Exercise input: Begin
PR #2856, opened 2024-07-26
Add Analyze_tailcall_graph

tylerhou:
Add the `Analyze_tailcall_graph` module, which stores a graph of function calls and categorizes edges according to their relevance to reducing TCO. We introduce two new flags: `-[no-]cfg-analyze-tailcalls` and `-d[no-]cfg-tailcalls`. `-[no-]cfg-analyze-tailcalls` turns on the analysis pass (which will be updated to emit warnings when newly inferred nontails are in some previously fully tail cycle). `-d[no-]cfg-tailcalls` dumps the function call graph to dot for visualization. Here is an example of such a graph:

image


backend/analyze_tailcall_graph.ml
```diff
@@ -0,0 +1,385 @@
...
+    include T
+
+    module Tbl = Hashtbl.Make (struct
+        include T
+      end)
+  end
+
+  type t =
+    { vertex_by_name : Vertex.t String.Tbl.t
+    ; (* Only need to store the edges / vertices for the Known_fn case. *)
```
tylerhou, line 177: This is out of date

backend/analyze_tailcall_graph.ml
```diff
@@ -0,0 +1,385 @@
...
+      adjacencies : unit Edge.Tbl.t Vertex.Tbl.t
+    }
+
+  (* This is nice so we don't have to check for the empty case when adding an edge from
```
tylerhou, line 181: Mildly out of date as well

backend/analyze_tailcall_graph.ml
```diff
@@ -0,0 +1,416 @@
...
+
+    let to_dot_label t =
+      match t with
+      | Unknown_fn -> "<unknown>"
+      | Known_fn { name; _ } -> name
+    ;;
+
+    module Tbl = Hashtbl.Make (struct
+        include T
+      end)
```
dvulakh, line 156: Why not `Hashtbl.Make (T)`? Same below.

backend/analyze_tailcall_graph.ml
```diff
@@ -0,0 +1,416 @@
...
+        | _ -> false
+      ;;
+
+      let equal e1 e2 =
+        label_equal e1.label e2.label
+        && Vertex.equal e1.from e2.from
+        && Vertex.equal e1.to_ e2.to_
+      ;;
+
+      let hash e1 = Vertex.hash e1.from + Vertex.hash e1.to_
```
dvulakh, line 190: Nit: is there a reason we exclude the label from the hash? It is possible to have two edges with the same source and destination, but different labels.

Also, if we end up making a `hash_label` function, we might want to pull the `label` type and its utilities to a submodule.

ocaml/testsuite/tests/typing-tailcalls/dcfg_tailcalls.ml
dvulakh, line 1: Could we also add a test of two edges with different labels between the same pair of vertices? (i.e. a function `f` that calls `g` in tail position in two different ways)

dvulakh, line 1: If you encountered any examples of your "Unknown" case --- like calls to `tuplify` that would show up in the graph --- could you include one here?

dvulakh (changes requested):

backend/analyze_tailcall_graph.ml
tylerhou: Because of refactoring (previously I only defined hash in this anonymous struct, and then I pulled it out.)

backend/analyze_tailcall_graph.ml
tylerhou: I forgot that there could be multiple edges with different labels.

Added `Label` struct.

backend/analyze_tailcall_graph.ml
```diff
@@ -0,0 +1,416 @@
...
+    match from with
+    | Unknown_fn ->
+      (* An edge already exists from Unknown_fn (added when the vertex was created) *)
+      ()
+    | Known_fn _ ->
+      let edges = Vertex.Tbl.find t.adjacencies from in
+      Edge.Hashset.add edges edge
+  ;;
+
+  let replace ~c ~with_ str = String.split_on_char c str |> String.concat with_
```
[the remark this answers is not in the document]
tylerhou: Deleted -- I previously used it to mangle function names for dot, but we no longer need to that since we assign integer IDs to vertices.

ocaml/testsuite/tests/typing-tailcalls/dcfg_tailcalls.ml
tylerhou: Done.

tylerhou: Wasn't able to add for `tuplify`, but added one for a closure application.

dvulakh (approved):
Looks good, thanks!

backend/analyze_tailcall_graph.ml
dvulakh, line 1: Let's add
```
[@@@ocaml.warning "+a-30-40-41-42"]
```
to the top of this file (we do this in other files that we've added to the backend).

dvulakh (changes requested):

backend/analyze_tailcall_graph.ml
```diff
@@ -0,0 +1,419 @@
...
+      | Some vertex -> vertex
+    in
+    vertex
+  ;;
+
+  let add_edge
+    t
+    ~(from : Vertex.t)
+    ~(to_ : Vertex.t)
+    ~(actual_position : [ `Tail | `Nontail ])
```
dvulakh, line 258: Let's avoid the polymorphic variant here. I think I would prefer we either mint a new variant type or using `is_tail_position:bool`.

backend/analyze_tailcall_graph.ml
```diff
@@ -0,0 +1,419 @@
...
+      | `Unknown_nontail -> Explicit_nontail_edge
+      | `Not_in_tail_position -> Explicit_nontail_edge
+      | `Requested_nontail -> Explicit_nontail_edge
+      | `Requested_tail -> Explicit_tail_edge
+      | `Became_tail_after_optimizations ->
+        (* This is a conservative approximation *)
+        Explicit_tail_edge
+      | `Inferred_tail -> Inferred_tail_edge
+      | `Inferred_nontail -> Inferred_nontail_edge
+    in
```
dvulakh, line 311: I would produce the `Edge.Label.t` directly in the first match, and use comments instead of a polymorphic variant to explain anything that seems tricky.

dvulakh (changes requested):

backend/analyze_tailcall_graph.ml
dvulakh, line 1: Let's also add this file and its interface to `backend/.ocamlformat-enable`.

dvulakh (changes requested):

backend/analyze_tailcall_graph.ml
tylerhou: Added variant type.

backend/analyze_tailcall_graph.ml
tylerhou: Done.

backend/analyze_tailcall_graph.ml
tylerhou: Done.

backend/analyze_tailcall_graph.ml
```diff
@@ -0,0 +1,350 @@
...
+          ~case:"Tail_position Hint_tail, Nontail"
+      | Tail_position Explicit_non_tail, Tail
+      | Not_tail_position Explicit_non_tail, Tail ->
+        impossible_because "[@nontail] was optimized to a tailcall"
+          ~case:"_ Explicit_non_tail, Tail"
+      | Tail_position (Explicit_tail | Hint_tail), Tail ->
+        (* Requested tail *) Explicit_tail_edge
+      | Tail_position Default_tail, Tail -> Inferred_tail_edge
+      | Tail_position Explicit_non_tail, Nontail ->
+        (* Requested tail *) Explicit_nontail_edge
```
dvulakh, line 252: Requested nontail?

dvulakh (approved):
Looks good, thanks!

dvulakh (approved):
Exercise input: End
• **The task**
Which lines of the entries above contain the string "struct"? Copy each one.

• **Result for this task**
+    module Tbl = Hashtbl.Make (struct
+    module Tbl = Hashtbl.Make (struct
tylerhou: Because of refactoring (previously I only defined hash in this anonymous struct, and then I pulled it out.)
Added `Label` struct.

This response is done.